Environmental groups are urging South Carolina’s utility regulators to stop the construction of nuclear reactors already years behind schedule and return billions in cost overruns to consumers. Theeagle.com

       The nuclear industry has been anxiously waiting for a clear signal from the Trump administration with respect to support for nuclear power generation. There have been conflicting signals coming out of the Department of Energy under the new Secretary of Energy, Rick Perry.  

       The DoE has been conducting a study on baseload power and the reliability of the grid. The study was supposed to be released by now but the release has been delayed by at least several weeks. Now a draft of the report has been leaked and made public and it appears that the findings of the study do not agree with public statements made by the Trump administration.

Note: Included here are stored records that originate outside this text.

PR #1557, opened 2021-04-25
Fixes #1556 duplicate nl accelerator keys

### LINKED ISSUE #1556: Same ALT shortcut used for Menu and item on screen in Dutch language
A minor issue exists in the Dutch language.
The menu item for file is named: Bestand
And the ALT combination used for this is ALT + s

The Settings item (displayed on screen, not the menu) is named: Instellingen
And the ALT combindation used for this is ALT + s

Meaning both options are using the same combination.

**Expected behavior**
There should not be 2 items available at the same time using the same ALT combination.
In most applications Bestand will use the shortcut ALT + B, so that menu item should be updated.
In the view menu, there is also an option to get to the settings. This is using ALT + I. I would propose to use the ALT + I on the main screen as well for the Instellingen item.

**Screenshots**
jamulus-alt-keys

**Operating system**
Windows 10

**Version of Jamulus**
3.7.0

henkdegroot:
Fixes #1556 duplicate nl accelerator keys

### DIFF
--- a/src/res/translation/translation_nl_NL.ts
+++ b/src/res/translation/translation_nl_NL.ts
@@ -889,7 +889,7 @@
     <message>
         <location filename="../../clientdlg.cpp" line="247"/>
         <source>&amp;File</source>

       The study was motivated by the desire of the Trump administration to provide support for claims by Perry that EPA regulations and renewable alternative energy sources such as solar and wind installations were undermining the reliability of the U.S. electrical grid. The supposed injury to the national grid was being blamed on the “premature” closure of baseload power which is available twenty four hours a day – seven days a week. Two of the primary sources of baseload power are coal and nuclear power plants.

       The draft of the study’s report said that with respect to baseload power requirements, environmental regulations from the EPA and subsidies to renewable energy installations “played minor roles compared to the long-standing drop in electricity demand relative to previous expectation and years of low electricy prices driven by high natural gas availability.”

        Since 2002, the report continued, “most baseload power plant retirements have been the victims of overcapacity and relatively high operating cost but often reflect the advanced age of the retiring plants.” The report from the study pointed out that many of the nuclear power plants in the U.S. are not economic to operate. Overcapacity is causing major problems in electricity markets. The growth in electricity demand has flattened since 2008. This makes it harder for less competitive power plants such as nuclear plants to survive.

        Between 1970 and 2005, U.S. electricy generation grew annually by two and seven tenths percent. Since 2005, the annual growth rate has dropped to five one hundredth of a percent. For the near future, the price of natural gas will stay low due to energy efficiency and the price of renewables will keep dropping. It is just not good business to keep operating an uncompetitive power plant when you know that it will keep losing money.

        The report from the study says that most of the announcements of nuclear power plant retirement say that the cause is bad market conditions. “The most unfavorable condition is that the marginal cost of generation for many nuclear plants is higher than the cost of most other generators in the market.” The report concludes that “as long as natural gas prices stay down and there is an oversupply of energy in many hours of the day and year [because of zero-marginal-cost renewable power] the typical nuclear plant will lose money on every kWh produced, and not be able to make it up on volume.” It is obvious that if it is not competitive to run an existing nuclear power plant, it will not be competitive to build a new one.

       Critics of the DoE and Trump administration say that they fear that the report will be edited to remove the language that disagrees with the official position of the administration before it is formally published.